_What to produce_.
Every line of the material should be output exactly as written.

------ Records provided

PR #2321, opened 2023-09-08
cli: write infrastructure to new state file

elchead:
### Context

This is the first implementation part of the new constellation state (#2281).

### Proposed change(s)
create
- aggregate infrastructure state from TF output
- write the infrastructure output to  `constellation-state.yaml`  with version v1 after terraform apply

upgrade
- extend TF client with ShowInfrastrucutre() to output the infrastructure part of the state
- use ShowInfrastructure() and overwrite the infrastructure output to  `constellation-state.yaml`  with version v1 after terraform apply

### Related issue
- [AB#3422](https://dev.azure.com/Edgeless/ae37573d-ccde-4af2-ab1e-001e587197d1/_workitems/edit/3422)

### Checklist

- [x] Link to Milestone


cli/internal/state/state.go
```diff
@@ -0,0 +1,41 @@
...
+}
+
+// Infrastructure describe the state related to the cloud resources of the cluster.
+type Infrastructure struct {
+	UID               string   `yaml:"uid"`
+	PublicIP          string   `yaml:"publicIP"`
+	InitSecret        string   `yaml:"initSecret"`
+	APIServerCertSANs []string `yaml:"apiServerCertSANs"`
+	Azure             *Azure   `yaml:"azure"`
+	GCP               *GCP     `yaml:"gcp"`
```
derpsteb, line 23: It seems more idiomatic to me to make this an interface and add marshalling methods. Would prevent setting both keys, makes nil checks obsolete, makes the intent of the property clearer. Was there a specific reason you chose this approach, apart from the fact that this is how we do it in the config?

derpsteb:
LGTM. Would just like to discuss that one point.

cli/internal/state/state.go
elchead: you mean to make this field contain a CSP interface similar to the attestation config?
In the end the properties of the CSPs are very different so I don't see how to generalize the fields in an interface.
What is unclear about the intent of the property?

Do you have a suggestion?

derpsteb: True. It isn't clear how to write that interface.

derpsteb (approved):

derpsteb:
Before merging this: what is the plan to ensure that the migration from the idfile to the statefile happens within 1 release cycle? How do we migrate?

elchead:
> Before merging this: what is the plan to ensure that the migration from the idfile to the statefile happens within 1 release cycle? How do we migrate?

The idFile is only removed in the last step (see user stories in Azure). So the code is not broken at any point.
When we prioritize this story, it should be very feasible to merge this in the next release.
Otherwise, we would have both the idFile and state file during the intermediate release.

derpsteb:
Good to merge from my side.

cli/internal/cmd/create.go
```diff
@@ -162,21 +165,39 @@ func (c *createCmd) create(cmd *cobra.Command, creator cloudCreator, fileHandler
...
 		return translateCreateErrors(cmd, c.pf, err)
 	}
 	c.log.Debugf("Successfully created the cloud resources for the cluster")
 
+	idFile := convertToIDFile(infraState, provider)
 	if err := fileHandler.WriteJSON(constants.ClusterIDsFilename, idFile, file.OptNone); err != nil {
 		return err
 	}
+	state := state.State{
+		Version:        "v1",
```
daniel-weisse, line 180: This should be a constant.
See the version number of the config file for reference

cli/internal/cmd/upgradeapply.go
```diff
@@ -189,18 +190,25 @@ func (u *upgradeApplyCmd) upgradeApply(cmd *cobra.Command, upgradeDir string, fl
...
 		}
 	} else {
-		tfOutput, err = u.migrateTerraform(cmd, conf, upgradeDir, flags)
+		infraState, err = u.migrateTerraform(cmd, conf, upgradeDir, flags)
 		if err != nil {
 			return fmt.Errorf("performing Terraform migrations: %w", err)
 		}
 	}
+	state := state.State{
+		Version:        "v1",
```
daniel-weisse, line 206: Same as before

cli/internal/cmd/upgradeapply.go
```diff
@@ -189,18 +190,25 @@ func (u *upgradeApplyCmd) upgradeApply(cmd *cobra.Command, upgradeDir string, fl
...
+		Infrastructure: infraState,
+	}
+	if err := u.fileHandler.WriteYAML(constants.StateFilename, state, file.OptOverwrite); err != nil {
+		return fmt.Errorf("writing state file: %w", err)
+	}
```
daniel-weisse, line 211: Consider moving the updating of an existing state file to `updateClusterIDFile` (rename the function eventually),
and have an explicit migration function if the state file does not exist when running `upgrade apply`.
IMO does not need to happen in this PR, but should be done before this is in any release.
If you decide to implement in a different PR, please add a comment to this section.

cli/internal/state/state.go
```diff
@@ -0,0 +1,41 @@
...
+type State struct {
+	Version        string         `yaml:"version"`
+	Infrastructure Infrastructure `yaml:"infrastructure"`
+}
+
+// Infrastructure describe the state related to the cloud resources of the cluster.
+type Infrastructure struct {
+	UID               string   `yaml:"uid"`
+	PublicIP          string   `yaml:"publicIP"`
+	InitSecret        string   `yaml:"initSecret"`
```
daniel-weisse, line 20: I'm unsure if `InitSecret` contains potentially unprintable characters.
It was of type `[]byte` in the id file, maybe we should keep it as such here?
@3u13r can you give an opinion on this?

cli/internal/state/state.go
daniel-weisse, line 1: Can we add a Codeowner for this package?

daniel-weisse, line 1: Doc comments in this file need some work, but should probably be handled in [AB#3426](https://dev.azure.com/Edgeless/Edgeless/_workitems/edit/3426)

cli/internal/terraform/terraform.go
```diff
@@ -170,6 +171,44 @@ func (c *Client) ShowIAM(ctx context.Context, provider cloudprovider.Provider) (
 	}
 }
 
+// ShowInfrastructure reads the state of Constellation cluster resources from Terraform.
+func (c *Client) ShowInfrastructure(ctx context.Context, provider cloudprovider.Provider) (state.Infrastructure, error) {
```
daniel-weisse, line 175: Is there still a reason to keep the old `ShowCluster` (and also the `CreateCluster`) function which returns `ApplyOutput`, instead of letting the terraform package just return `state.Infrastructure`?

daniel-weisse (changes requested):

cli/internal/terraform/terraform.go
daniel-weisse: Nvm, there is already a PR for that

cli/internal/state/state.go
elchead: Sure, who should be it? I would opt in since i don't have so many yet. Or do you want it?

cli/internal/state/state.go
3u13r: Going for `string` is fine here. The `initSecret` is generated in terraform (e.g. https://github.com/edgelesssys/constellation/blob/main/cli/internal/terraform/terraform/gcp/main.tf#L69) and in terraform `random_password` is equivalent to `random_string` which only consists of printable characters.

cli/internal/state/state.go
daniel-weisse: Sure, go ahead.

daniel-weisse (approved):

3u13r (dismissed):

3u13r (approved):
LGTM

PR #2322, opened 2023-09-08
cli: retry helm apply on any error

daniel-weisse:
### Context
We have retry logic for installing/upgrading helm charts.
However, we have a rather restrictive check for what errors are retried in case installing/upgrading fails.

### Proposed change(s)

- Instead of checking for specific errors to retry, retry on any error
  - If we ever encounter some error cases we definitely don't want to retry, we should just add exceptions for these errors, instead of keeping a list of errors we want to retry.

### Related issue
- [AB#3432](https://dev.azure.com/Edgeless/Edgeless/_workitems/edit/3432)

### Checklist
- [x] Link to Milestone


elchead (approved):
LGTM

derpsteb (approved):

------------

_Response to this exercise_.
PR #2321, opened 2023-09-08
cli: write infrastructure to new state file

elchead:
### Context

This is the first implementation part of the new constellation state (#2281).

### Proposed change(s)
create
- aggregate infrastructure state from TF output
- write the infrastructure output to  `constellation-state.yaml`  with version v1 after terraform apply

upgrade
- extend TF client with ShowInfrastrucutre() to output the infrastructure part of the state
- use ShowInfrastructure() and overwrite the infrastructure output to  `constellation-state.yaml`  with version v1 after terraform apply

### Related issue
- [AB#3422](https://dev.azure.com/Edgeless/ae37573d-ccde-4af2-ab1e-001e587197d1/_workitems/edit/3422)

### Checklist

- [x] Link to Milestone


cli/internal/state/state.go
```diff
@@ -0,0 +1,41 @@
...
+}
+
+// Infrastructure describe the state related to the cloud resources of the cluster.
+type Infrastructure struct {
+	UID               string   `yaml:"uid"`
+	PublicIP          string   `yaml:"publicIP"`
+	InitSecret        string   `yaml:"initSecret"`
+	APIServerCertSANs []string `yaml:"apiServerCertSANs"`
+	Azure             *Azure   `yaml:"azure"`
+	GCP               *GCP     `yaml:"gcp"`
```
derpsteb, line 23: It seems more idiomatic to me to make this an interface and add marshalling methods. Would prevent setting both keys, makes nil checks obsolete, makes the intent of the property clearer. Was there a specific reason you chose this approach, apart from the fact that this is how we do it in the config?

derpsteb:
LGTM. Would just like to discuss that one point.

cli/internal/state/state.go
elchead: you mean to make this field contain a CSP interface similar to the attestation config?
In the end the properties of the CSPs are very different so I don't see how to generalize the fields in an interface.
What is unclear about the intent of the property?

Do you have a suggestion?

derpsteb: True. It isn't clear how to write that interface.

derpsteb (approved):

derpsteb:
Before merging this: what is the plan to ensure that the migration from the idfile to the statefile happens within 1 release cycle? How do we migrate?

elchead:
> Before merging this: what is the plan to ensure that the migration from the idfile to the statefile happens within 1 release cycle? How do we migrate?

The idFile is only removed in the last step (see user stories in Azure). So the code is not broken at any point.
When we prioritize this story, it should be very feasible to merge this in the next release.
Otherwise, we would have both the idFile and state file during the intermediate release.

derpsteb:
Good to merge from my side.

cli/internal/cmd/create.go
```diff
@@ -162,21 +165,39 @@ func (c *createCmd) create(cmd *cobra.Command, creator cloudCreator, fileHandler
...
 		return translateCreateErrors(cmd, c.pf, err)
 	}
 	c.log.Debugf("Successfully created the cloud resources for the cluster")
 
+	idFile := convertToIDFile(infraState, provider)
 	if err := fileHandler.WriteJSON(constants.ClusterIDsFilename, idFile, file.OptNone); err != nil {
 		return err
 	}
+	state := state.State{
+		Version:        "v1",
```
daniel-weisse, line 180: This should be a constant.
See the version number of the config file for reference

cli/internal/cmd/upgradeapply.go
```diff
@@ -189,18 +190,25 @@ func (u *upgradeApplyCmd) upgradeApply(cmd *cobra.Command, upgradeDir string, fl
...
 		}
 	} else {
-		tfOutput, err = u.migrateTerraform(cmd, conf, upgradeDir, flags)
+		infraState, err = u.migrateTerraform(cmd, conf, upgradeDir, flags)
 		if err != nil {
 			return fmt.Errorf("performing Terraform migrations: %w", err)
 		}
 	}
+	state := state.State{
+		Version:        "v1",
```
daniel-weisse, line 206: Same as before

cli/internal/cmd/upgradeapply.go
```diff
@@ -189,18 +190,25 @@ func (u *upgradeApplyCmd) upgradeApply(cmd *cobra.Command, upgradeDir string, fl
...
+		Infrastructure: infraState,
+	}
+	if err := u.fileHandler.WriteYAML(constants.StateFilename, state, file.OptOverwrite); err != nil {
+		return fmt.Errorf("writing state file: %w", err)
+	}
```
daniel-weisse, line 211: Consider moving the updating of an existing state file to `updateClusterIDFile` (rename the function eventually),
and have an explicit migration function if the state file does not exist when running `upgrade apply`.
IMO does not need to happen in this PR, but should be done before this is in any release.
If you decide to implement in a different PR, please add a comment to this section.

cli/internal/state/state.go
```diff
@@ -0,0 +1,41 @@
...
+type State struct {
+	Version        string         `yaml:"version"`
+	Infrastructure Infrastructure `yaml:"infrastructure"`
+}
+
+// Infrastructure describe the state related to the cloud resources of the cluster.
+type Infrastructure struct {
+	UID               string   `yaml:"uid"`
+	PublicIP          string   `yaml:"publicIP"`
+	InitSecret        string   `yaml:"initSecret"`
```
daniel-weisse, line 20: I'm unsure if `InitSecret` contains potentially unprintable characters.
It was of type `[]byte` in the id file, maybe we should keep it as such here?
@3u13r can you give an opinion on this?

cli/internal/state/state.go
daniel-weisse, line 1: Can we add a Codeowner for this package?

daniel-weisse, line 1: Doc comments in this file need some work, but should probably be handled in [AB#3426](https://dev.azure.com/Edgeless/Edgeless/_workitems/edit/3426)

cli/internal/terraform/terraform.go
```diff
@@ -170,6 +171,44 @@ func (c *Client) ShowIAM(ctx context.Context, provider cloudprovider.Provider) (
 	}
 }
 
+// ShowInfrastructure reads the state of Constellation cluster resources from Terraform.
+func (c *Client) ShowInfrastructure(ctx context.Context, provider cloudprovider.Provider) (state.Infrastructure, error) {
```
daniel-weisse, line 175: Is there still a reason to keep the old `ShowCluster` (and also the `CreateCluster`) function which returns `ApplyOutput`, instead of letting the terraform package just return `state.Infrastructure`?

daniel-weisse (changes requested):

cli/internal/terraform/terraform.go
daniel-weisse: Nvm, there is already a PR for that

cli/internal/state/state.go
elchead: Sure, who should be it? I would opt in since i don't have so many yet. Or do you want it?

cli/internal/state/state.go
3u13r: Going for `string` is fine here. The `initSecret` is generated in terraform (e.g. https://github.com/edgelesssys/constellation/blob/main/cli/internal/terraform/terraform/gcp/main.tf#L69) and in terraform `random_password` is equivalent to `random_string` which only consists of printable characters.

cli/internal/state/state.go
daniel-weisse: Sure, go ahead.

daniel-weisse (approved):

3u13r (dismissed):

3u13r (approved):
LGTM

PR #2322, opened 2023-09-08
cli: retry helm apply on any error

daniel-weisse:
### Context
We have retry logic for installing/upgrading helm charts.
However, we have a rather restrictive check for what errors are retried in case installing/upgrading fails.

### Proposed change(s)

- Instead of checking for specific errors to retry, retry on any error
  - If we ever encounter some error cases we definitely don't want to retry, we should just add exceptions for these errors, instead of keeping a list of errors we want to retry.

### Related issue
- [AB#3432](https://dev.azure.com/Edgeless/Edgeless/_workitems/edit/3432)

### Checklist
- [x] Link to Milestone


elchead (approved):
LGTM

derpsteb (approved):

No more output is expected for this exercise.